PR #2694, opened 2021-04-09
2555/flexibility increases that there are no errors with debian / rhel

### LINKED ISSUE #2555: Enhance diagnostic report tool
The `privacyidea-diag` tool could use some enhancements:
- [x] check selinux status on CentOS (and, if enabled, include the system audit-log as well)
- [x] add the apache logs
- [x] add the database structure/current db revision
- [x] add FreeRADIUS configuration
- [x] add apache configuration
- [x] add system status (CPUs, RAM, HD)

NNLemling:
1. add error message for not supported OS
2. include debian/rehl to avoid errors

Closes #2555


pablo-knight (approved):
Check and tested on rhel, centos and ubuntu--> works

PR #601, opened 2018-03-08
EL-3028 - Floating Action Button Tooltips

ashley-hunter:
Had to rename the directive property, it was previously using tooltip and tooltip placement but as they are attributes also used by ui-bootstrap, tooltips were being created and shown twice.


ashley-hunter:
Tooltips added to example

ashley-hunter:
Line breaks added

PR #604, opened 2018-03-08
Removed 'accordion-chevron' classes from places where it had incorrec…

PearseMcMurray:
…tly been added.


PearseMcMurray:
- - - -
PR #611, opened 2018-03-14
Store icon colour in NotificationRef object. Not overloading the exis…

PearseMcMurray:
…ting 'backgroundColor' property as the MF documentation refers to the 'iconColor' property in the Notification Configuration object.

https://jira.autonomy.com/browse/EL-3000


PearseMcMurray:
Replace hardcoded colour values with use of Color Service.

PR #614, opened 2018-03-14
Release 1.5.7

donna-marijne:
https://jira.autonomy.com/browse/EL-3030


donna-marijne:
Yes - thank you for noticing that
- - - -
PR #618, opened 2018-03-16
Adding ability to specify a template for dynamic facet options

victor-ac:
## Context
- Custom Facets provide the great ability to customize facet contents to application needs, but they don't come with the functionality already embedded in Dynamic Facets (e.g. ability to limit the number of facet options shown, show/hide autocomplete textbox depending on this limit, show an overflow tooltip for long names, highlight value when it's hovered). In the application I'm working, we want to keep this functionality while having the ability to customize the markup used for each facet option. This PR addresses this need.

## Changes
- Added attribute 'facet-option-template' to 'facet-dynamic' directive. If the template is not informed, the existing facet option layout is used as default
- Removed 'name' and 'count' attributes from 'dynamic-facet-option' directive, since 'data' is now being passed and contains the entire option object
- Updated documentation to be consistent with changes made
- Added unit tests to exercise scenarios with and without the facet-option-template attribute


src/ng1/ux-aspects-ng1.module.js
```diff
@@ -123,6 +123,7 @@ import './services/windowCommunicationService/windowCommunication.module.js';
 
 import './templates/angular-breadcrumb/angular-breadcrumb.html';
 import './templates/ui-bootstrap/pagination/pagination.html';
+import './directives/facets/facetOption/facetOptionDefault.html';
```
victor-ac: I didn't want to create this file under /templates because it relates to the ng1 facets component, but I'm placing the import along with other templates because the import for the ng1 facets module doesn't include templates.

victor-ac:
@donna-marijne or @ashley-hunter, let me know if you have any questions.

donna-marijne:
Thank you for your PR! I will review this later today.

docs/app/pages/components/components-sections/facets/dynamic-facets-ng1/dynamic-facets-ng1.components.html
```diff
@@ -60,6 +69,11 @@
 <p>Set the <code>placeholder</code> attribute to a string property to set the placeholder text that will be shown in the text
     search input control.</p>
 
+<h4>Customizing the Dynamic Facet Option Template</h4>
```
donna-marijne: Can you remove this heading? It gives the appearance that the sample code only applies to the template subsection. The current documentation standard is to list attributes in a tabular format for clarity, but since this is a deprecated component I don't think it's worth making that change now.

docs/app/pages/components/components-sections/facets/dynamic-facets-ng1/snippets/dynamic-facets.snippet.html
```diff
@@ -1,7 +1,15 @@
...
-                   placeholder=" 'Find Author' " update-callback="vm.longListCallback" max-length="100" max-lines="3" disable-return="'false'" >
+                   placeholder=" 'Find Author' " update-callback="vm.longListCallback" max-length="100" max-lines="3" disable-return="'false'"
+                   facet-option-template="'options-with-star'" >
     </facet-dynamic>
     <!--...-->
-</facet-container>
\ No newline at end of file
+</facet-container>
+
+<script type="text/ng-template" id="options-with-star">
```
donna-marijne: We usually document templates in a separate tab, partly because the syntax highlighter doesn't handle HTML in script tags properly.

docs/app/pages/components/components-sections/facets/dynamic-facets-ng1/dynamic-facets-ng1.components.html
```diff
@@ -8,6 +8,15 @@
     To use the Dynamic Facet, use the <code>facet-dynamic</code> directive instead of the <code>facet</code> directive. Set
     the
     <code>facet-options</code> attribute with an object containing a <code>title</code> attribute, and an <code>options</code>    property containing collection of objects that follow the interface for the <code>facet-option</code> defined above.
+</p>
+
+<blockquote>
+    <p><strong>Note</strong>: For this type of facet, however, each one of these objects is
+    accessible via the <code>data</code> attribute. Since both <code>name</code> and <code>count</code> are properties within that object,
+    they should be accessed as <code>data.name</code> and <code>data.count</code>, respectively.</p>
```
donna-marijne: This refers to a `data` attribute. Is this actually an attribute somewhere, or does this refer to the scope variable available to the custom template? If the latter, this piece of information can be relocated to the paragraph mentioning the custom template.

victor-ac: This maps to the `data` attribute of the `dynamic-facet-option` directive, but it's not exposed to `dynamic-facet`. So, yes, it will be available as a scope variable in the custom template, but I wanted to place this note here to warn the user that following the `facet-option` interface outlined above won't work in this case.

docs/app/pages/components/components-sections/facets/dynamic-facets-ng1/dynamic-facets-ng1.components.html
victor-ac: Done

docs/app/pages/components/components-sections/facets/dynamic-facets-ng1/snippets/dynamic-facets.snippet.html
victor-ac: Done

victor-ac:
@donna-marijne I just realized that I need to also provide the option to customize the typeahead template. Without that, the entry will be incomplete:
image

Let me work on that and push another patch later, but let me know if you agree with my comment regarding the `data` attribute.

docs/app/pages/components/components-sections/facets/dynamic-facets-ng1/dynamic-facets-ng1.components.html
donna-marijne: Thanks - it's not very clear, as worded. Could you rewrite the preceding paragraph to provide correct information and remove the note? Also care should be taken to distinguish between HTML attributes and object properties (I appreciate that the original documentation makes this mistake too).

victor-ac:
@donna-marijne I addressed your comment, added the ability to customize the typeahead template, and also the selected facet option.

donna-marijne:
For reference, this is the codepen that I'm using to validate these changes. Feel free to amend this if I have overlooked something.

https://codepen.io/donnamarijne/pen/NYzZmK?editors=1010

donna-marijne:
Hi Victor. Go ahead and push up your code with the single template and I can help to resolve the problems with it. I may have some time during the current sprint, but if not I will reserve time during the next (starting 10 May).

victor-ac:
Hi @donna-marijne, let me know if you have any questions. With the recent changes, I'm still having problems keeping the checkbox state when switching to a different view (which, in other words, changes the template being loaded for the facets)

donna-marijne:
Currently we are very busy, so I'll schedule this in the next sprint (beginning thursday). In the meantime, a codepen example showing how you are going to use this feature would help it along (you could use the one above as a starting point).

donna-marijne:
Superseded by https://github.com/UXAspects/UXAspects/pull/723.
- - - -
** What the exercise asks **
A bare number is the whole answer: state how many lines in the data above contain "templates".

** Task response **
4